I lived in New York at the time, so I bought copies of the Times, Daily News, Post, and Newsday. A kind SoSHer in Boston saved daily copies of the Globe and Herald for me. Why I kept these newspapers in a cardboard box in the back of a storage closet and not with my other 2004 stuff (in a much safer and easily accessible location) I still am not sure.
In my haste to get dry stuff out of the flood area as the water was rushing in, I grabbed some boxes (some partially-submerged) from that storage area and put them on top of our washer and dryer. One box I put on top of some towels in an empty sink between the appliances. On Tuesday and Wednesday, I ignored those boxes while I packed up books and other items and carried them to a spare room on the second floor.
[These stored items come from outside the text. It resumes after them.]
PR #4128, opened 2024-09-15
Feat(duckdb): add support for the UNION type

georgesittas:
Reference: https://duckdb.org/docs/sql/data_types/union

### DIFF
--- a/sqlglot/parser.py
+++ b/sqlglot/parser.py
@@ -260,6 +260,7 @@ class Parser(metaclass=_Parser):
         TokenType.NESTED,
         TokenType.OBJECT,
         TokenType.STRUCT,
+        TokenType.UNION,
     }
 
     NESTED_TYPE_TOKENS = {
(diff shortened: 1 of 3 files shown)


sqlglot/parser.py
```diff
@@ -522,6 +523,7 @@ class Parser(metaclass=_Parser):
         *TYPE_TOKENS,
         *NO_PAREN_FUNCTIONS,
     }
+    ID_VAR_TOKENS.remove(TokenType.UNION)
```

On Wednesday evening, our landlord came over to inspect the hot water heater and I noticed that the box in the sink was half-submerged in water - water that had come up through the drain (?) during the storm. After the landlord left, I lifted the extremely heavy box out of the water. In looking through its contents, I realized that the 2004 papers were in that box. (Before this, I thought they were in some other boxes I had kept on top of a file cabinet. I later discovered those were papers from
2003, a decidedly less important post-season.)
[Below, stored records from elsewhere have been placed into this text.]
PR #4132, opened 2024-09-17
Fix(athena): DDL fixes

erindru:
- `DESCRIBE` should be routed to Hive
- `DROP VIEW` should be routed to Trino and not Hive (but every other `DROP` appears to be Hive)
- Athena expects the table location to be in the `external_location` property if the `table_type` property is `hive`, otherwise the table location should be in `location`. So i've added this logic for generating `exp.TableLocation`
- `ALTER TABLE ADD COLUMN` is invalid SQL in Athena. It needs to be `ALTER TABLE ADD COLUMS (..)`. To generate the correct version is a slightly different AST, so I subclassed `Hive.Generator` and overrode `alter_sql()`

### DIFF
--- a/sqlglot/dialects/athena.py
+++ b/sqlglot/dialects/athena.py
@@ -20,10 +20,35 @@ def _generate_as_hive(expression: exp.Expression) -> bool:
         else:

The 2004 newspapers had been sitting in water for roughly 48 hours. They were clearly ruined. However, because I had also saved hundreds of post-season stories to my hard drive* nearly nine years ago, I (somewhat) accepted this loss. Or maybe I was simply stunned. Laura suggested I carry the wet papers out to the garage until we could decide what to do. On Thursday, I brought some of the papers out to the backyard on a whim. It was a hot day and I laid out some pages in the grass and weighed them down with coins. To my surprise, they dried fairly quickly!
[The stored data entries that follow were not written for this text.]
PR #4138, opened 2024-09-19
feat: Add support for GRANT DDL

VaggelisD:
The intention of this PR is to add the initial/foundational work for `GRANT` DDL support. This statement has a number of differences between dialects and virtually endless securables, options etc so this is an attempt to cover the important/heavy-hitter subset by preserving every parsed keyword; For this reason, there are lots of `COMMAND` tests added which should become identities as coverage is increased.

The terminology used is borrowed from T-SQL/Databricks docs:

```
GRANT privilege_types ON securable_object TO principal
``` 

Docs
-----------
[Databricks](https://docs.databricks.com/en/sql/language-manual/security-grant.html) | [Snowflake](https://docs.snowflake.com/en/sql-reference/sql/grant-privilege) | [Presto](https://prestodb.io/docs/current/sql/grant.html) | [Trino](https://trino.io/docs/current/sql/grant.html) | [MySQL](https://dev.mysql.com/doc/refman/8.4/en/grant.html) | [Postgres](https://www.postgresql.org/docs/current/sql-grant.html) | [T-SQL](https://learn.microsoft.com/en-us/sql/t-sql/statements/grant-transact-sql?view=sql-server-ver16) | [Clickhouse](https://clickhouse.com/docs/en/sql-reference/statements/grant) | [Oracle](https://docs.oracle.com/en/database/oracle/oracle-database/19/sqlrf/GRANT.html) | [Redshift](https://docs.aws.amazon.com/redshift/latest/dg/r_GRANT.html) | [Redshift GRANT examples](https://docs.aws.amazon.com/redshift/latest/dg/r_GRANT-examples.html)


sqlglot/expressions.py
```diff
@@ -2314,6 +2314,16 @@ class Fetch(Expression):
     }
 
 
+class Grant(Expression):
+    arg_types = {
+        "privilages": True,
```
georgesittas, line 2319: There's a typo here:
```suggestion
        "privileges": True,
```

sqlglot/expressions.py
```diff
@@ -2314,6 +2314,16 @@ class Fetch(Expression):
...
+        "securable_kind": False,
```
georgesittas, line 2320: Should this just be `kind`? Seems inconsistent with `Create`: we don't have `creatable_kind` there, it's implied.

sqlglot/expressions.py
```diff
@@ -2570,6 +2580,14 @@ class Property(Expression):
     arg_types = {"this": True, "value": True}
 
 
+class GrantPrivilage(Expression):
```
georgesittas, line 2583: Ditto about the typo, let's make sure to fix all references.

sqlglot/parser.py
```diff
@@ -7401,3 +7402,62 @@ def _parse_star_ops(self) -> exp.Star | exp.UnpackColumns:
...
+            (TokenType.ON, TokenType.COMMA, TokenType.L_PAREN), advance=False
+        ):
+            privilage_parts.append(self._curr.text.upper())
+            self._advance()
+
+        this = exp.var(" ".join(privilage_parts))
+        expressions = (
+            self._parse_csv(self._parse_column) if self._match(TokenType.L_PAREN) else None
+        )
+        self._match(TokenType.R_PAREN)
```
georgesittas, line 7421: May be able to use `expressions = self._parse_wrapped_csv(..., optional=True)` here.

georgesittas (commented):
Quick pass from my end, I'll need to take a closer look at the grammars to review more carefully. Nice work on the coverage, let's make sure there are no weird paths left out.

Can also search the SQLMesh Slack for some real use-cases and ensure the references that come up are handled properly.

sqlglot/expressions.py
VaggelisD: Right, this was initially named so to distinguish from `principal_kind` but later on I split that in the separate node `GrantPrincipal`.

It's not consistent with the codebase but it's also not directly connected to `GRANT` (in contrast to `CREATE`) since there's many different constructs at play here (securables, principals etc). I'll revert this to `kind` though for simplicity.

sqlglot/parser.py
VaggelisD: On it's own it breaks tests as it consumes nearby privileges from what I see; We can still use it to save on the `R_PAREN` match line though

sqlglot/parser.py
```diff
@@ -7401,3 +7402,63 @@ def _parse_star_ops(self) -> exp.Star | exp.UnpackColumns:
...
+            self._parse_wrapped_csv(self._parse_column)
+            if self._match(TokenType.L_PAREN, advance=False)
+            else None
+        )
+
+        return self.expression(exp.GrantPrivilege, this=this, expressions=expressions)
+
+    def _parse_grant_principal(self) -> t.Optional[exp.GrantPrincipal]:
+        kind = self._match_texts(("ROLE", "GROUP")) and self._prev.text.upper()
+        principal = self._try_parse(self._parse_id_var)
```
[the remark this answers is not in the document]
VaggelisD: I wanted to make sure that `GRANT` is parsed as safely as possible but indeed `_parse_id_var()` should be a safe/stateless function compared to e.g. `_parse_table_parts()`.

So that is what I have been doing for three afternoons. Lay out soggy pages of newsprint, weigh them down with forks, spoons, and knives - the coins were not heavy enough - and then gather them up 20-30 minutes later. My papers are no longer in superb condition, but they still exist.
*: If I had not saved all those articles, I would have taken the papers out months ago, to use for research for my 2004 book . . . the manuscript for which is due in what feels like approximately four hours.
Please read:
Jonah Keri, Grantland: "
The 2013 Red Sox: Don't Call It a Comeback":
So, what changed? Which dramatic, next-to-impossible events unfolded that took the Red Sox from one of the darkest periods in the history of the franchise all the way back to the top of the heap? Turns out, not that many. They did make one monumental trade, of course, one that cleared a huge sum of money off the payroll. That deal aside, the Red Sox used a patient, incremental approach to become a first-place team again. Sometimes the best thing you can do after a disaster is just wait for your luck to turn.
Alex Speier, WEEI: "
Nearing The End Of The Bridge? Red Sox Are Nearing Realization Of A Longstanding Ambition":
All of that suggests a promising time for the Red Sox. The team has not only been performing as the best team in the American League to date but also appears to be positioning itself, given its upper-levels talent base, to sustain ambitions of contention for some time to come. ...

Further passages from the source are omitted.